### What to produce
Write out exactly, with no other output, the lines below from the one that contains "There is a conceptual" through the end.

### Stored items
------------

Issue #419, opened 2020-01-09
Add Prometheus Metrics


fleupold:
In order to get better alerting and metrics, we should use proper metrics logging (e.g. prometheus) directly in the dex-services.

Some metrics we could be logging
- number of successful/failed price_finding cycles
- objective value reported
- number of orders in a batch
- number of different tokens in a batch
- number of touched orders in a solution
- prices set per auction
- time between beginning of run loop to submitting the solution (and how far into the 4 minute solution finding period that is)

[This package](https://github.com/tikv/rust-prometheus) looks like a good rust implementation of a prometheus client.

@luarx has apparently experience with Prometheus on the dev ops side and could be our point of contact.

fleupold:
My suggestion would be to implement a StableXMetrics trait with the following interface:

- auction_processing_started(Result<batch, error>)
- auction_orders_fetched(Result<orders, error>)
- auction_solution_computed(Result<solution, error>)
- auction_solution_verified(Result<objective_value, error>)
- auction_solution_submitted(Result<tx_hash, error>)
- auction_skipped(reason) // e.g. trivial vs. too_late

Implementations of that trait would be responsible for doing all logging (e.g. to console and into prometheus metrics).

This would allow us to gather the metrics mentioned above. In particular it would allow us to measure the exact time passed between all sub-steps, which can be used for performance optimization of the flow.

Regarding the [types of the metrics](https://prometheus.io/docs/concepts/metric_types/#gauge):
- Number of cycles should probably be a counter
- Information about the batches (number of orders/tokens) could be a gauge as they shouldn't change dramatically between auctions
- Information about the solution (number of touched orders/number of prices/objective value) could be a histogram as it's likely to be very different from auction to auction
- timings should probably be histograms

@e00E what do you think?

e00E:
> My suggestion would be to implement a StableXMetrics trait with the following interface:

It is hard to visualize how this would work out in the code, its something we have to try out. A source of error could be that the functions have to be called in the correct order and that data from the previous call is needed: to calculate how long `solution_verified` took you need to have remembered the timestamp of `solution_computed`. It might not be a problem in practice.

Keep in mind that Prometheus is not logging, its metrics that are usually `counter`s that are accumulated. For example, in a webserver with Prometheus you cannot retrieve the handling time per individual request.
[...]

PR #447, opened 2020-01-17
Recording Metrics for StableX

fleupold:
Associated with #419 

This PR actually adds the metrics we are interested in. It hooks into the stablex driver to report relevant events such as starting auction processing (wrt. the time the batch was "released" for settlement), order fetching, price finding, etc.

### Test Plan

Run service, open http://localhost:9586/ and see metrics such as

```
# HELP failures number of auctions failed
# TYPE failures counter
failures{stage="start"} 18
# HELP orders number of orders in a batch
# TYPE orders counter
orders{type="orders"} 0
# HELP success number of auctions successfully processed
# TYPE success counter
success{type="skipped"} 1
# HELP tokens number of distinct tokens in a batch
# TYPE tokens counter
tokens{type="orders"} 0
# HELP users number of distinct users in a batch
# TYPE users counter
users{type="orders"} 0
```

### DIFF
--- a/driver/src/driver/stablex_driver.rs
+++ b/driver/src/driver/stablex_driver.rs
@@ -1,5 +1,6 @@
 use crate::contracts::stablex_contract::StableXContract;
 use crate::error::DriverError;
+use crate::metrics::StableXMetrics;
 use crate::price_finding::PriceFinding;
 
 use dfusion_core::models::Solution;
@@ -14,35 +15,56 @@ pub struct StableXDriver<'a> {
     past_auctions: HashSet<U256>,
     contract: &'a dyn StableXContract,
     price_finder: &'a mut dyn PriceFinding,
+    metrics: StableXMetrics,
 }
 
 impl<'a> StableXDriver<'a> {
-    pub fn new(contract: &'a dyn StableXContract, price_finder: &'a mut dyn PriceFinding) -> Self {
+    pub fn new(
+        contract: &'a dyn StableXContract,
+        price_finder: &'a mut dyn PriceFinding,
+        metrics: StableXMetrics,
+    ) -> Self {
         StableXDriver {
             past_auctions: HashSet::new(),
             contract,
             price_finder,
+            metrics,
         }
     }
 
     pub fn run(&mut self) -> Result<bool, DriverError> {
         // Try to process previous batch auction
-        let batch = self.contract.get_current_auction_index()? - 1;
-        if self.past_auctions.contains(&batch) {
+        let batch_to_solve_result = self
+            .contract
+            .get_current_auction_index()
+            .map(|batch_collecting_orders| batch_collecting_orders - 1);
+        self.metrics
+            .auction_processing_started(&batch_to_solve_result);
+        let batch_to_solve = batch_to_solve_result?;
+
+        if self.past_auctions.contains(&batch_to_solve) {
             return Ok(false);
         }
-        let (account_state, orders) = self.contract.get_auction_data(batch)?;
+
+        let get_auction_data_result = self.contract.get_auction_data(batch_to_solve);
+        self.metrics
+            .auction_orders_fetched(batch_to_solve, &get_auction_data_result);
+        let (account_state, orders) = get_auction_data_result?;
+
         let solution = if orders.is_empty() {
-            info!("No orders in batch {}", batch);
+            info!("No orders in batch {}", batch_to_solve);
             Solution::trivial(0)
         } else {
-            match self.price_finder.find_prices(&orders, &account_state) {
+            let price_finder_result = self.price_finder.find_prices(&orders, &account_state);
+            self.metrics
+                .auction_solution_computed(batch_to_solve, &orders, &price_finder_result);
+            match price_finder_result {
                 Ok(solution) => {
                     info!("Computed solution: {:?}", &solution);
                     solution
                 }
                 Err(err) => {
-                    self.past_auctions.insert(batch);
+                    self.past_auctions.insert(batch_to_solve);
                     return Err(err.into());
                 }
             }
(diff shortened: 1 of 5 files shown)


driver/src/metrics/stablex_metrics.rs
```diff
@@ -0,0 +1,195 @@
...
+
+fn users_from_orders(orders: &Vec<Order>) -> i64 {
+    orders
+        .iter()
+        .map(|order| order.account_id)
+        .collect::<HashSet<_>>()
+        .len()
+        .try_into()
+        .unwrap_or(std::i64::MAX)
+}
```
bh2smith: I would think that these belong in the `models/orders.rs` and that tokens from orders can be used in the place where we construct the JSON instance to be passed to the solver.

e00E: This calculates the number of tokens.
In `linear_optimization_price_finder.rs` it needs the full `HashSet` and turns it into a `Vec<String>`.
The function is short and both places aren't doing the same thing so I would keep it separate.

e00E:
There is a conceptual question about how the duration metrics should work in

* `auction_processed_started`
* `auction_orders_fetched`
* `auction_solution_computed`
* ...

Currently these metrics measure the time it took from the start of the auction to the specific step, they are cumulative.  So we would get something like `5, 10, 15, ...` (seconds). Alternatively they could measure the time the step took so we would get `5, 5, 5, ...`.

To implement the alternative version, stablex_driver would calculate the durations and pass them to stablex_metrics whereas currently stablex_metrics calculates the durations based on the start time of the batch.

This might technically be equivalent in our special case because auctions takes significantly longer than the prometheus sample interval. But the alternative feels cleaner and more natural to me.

------------

### Solution for this task
There is a conceptual question about how the duration metrics should work in

* `auction_processed_started`
* `auction_orders_fetched`
* `auction_solution_computed`
* ...

Currently these metrics measure the time it took from the start of the auction to the specific step, they are cumulative.  So we would get something like `5, 10, 15, ...` (seconds). Alternatively they could measure the time the step took so we would get `5, 5, 5, ...`.

To implement the alternative version, stablex_driver would calculate the durations and pass them to stablex_metrics whereas currently stablex_metrics calculates the durations based on the start time of the batch.

This might technically be equivalent in our special case because auctions takes significantly longer than the prometheus sample interval. But the alternative feels cleaner and more natural to me.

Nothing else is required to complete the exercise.